The canneries provided medical attention for the infected and burials for those who perished with the flu. Due to the high fatality rate, mass graves were made and can be found near infected villages all over Alaska.

“They were overwhelmed, they were digging mass graves, nobody was making coffins or anything like that,” Troll said.

It was mass graves like these that led to the breakthrough report completed in the late 90s that examined the origin and evolution of the viruses genes, suggesting it was mammalian in origin and may have been adapting in humans before 1918.

Ann Reid, micro-biologist and one of the authors of the report, used lung tissue that was taken from the body of a flu victim buried in one of these mass graves, under the permafrost, in Brevig Mission, Alaska.

Reid says that when her partner Johan Hultin was researching burial sites that many of the sites had not remained frozen or had crumbled into the sea. Brevig Mission was the only site that seemed to be intact. She notes that when Hultin first exhumed the victims in 1953, most of the bodies appeared to have been continuously frozen. When he reopened the grave in 1998, there was only one body still in good condition.

“It would seem that the permafrost in Brevig Mission had not remained permanently frozen during the intervening 40 years,” Reid said. “As climate change has affected temperatures in the Arctic more dramatically than anywhere else on Earth, the same is proving true of any other remaining once-permafrost graveyards along the Alaska coast.”

Reid says that the chances are good that if they were doing this project now, they would not have found any still frozen remains.

An anthrax outbreak in Siberia last year killed thousands of reindeer and a couple people in a small village. The anthrax came from infected reindeer that were buried years prior in the permafrost. With the thawing of permafrost in Arctic regions, the reindeer resurfaced and infected the nearby village. This outbreak has raised concerns for people living near the mass graves of the victims of the Spanish flu buried in Alaska’s permafrost.

For villages living in close proximity to these mass graves, Reid says it is extremely unlikely that the virus would be infectious if the bodies were located and exhumed today.

But the viability, or the ability for a virus to cause a disease, is variable, says Reid.

“Some viruses, like smallpox, are large, double-stranded DNA viruses that are relatively stable; that is, they can withstand freezing and thawing and retain their ability to infect cells.

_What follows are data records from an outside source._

PR #3004, opened 2018-12-07
Fixes for the Message Toolbox

alexaubry:
### Issues

1. It was not possible to distinguish the timestamp from the read receipts in automation (ZIOS-10886)
2. The animation when the user toggled likes/timestamp was slow
3. Some content was displayed incorrectly (after sending an image, the resend/delete buttons) were shown
4. Tapping on the toolbox of an image message opened the full screen view and 3D Touch (ZIOS-10958)

### Solutions

Previously, we were relying on some flags to determine the current state of the toolbox, which proved to be erratic at some times. We improved controlling the state of the contents by using an enum with associated values. The creation of the content is delegated to a new "message toolbox data source", that determines the state of the message and what text to display.

This enabled us to move away from the single text view, and display the contents as individual elements inside a stack view. With these changes, we can:

- enforce a spacing between elements without having to pad with spaces
- improve the animations, as hiding elements is managed by the stack
- have distinct identifiers on each part of the secondary line, which solves the automation issue
- avoid keeping link attributes cached in the text view, which caused the issue in automation where their accessibility identifiers could still be found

Exhuming smallpox victims from permafrost should, therefore, be done with extreme care, or just not done,” Reid said. “Other viruses, and influenza falls into this category, are fragile; influenza is a single-stranded RNA virus and cannot withstand freeze-thaw cycles, sunlight, high humidity etc. Its genetic material is easily damaged and broken into fragments that cannot be reproduced by the host cell.”

As for the outbreak in Siberia, anthrax is a bacterium that have spores that Reid says are extremely resilient.

“Disturbing the bodies of animals that died of [anthrax], or even the surrounding soil, can indeed lead to new infections,” Reid said.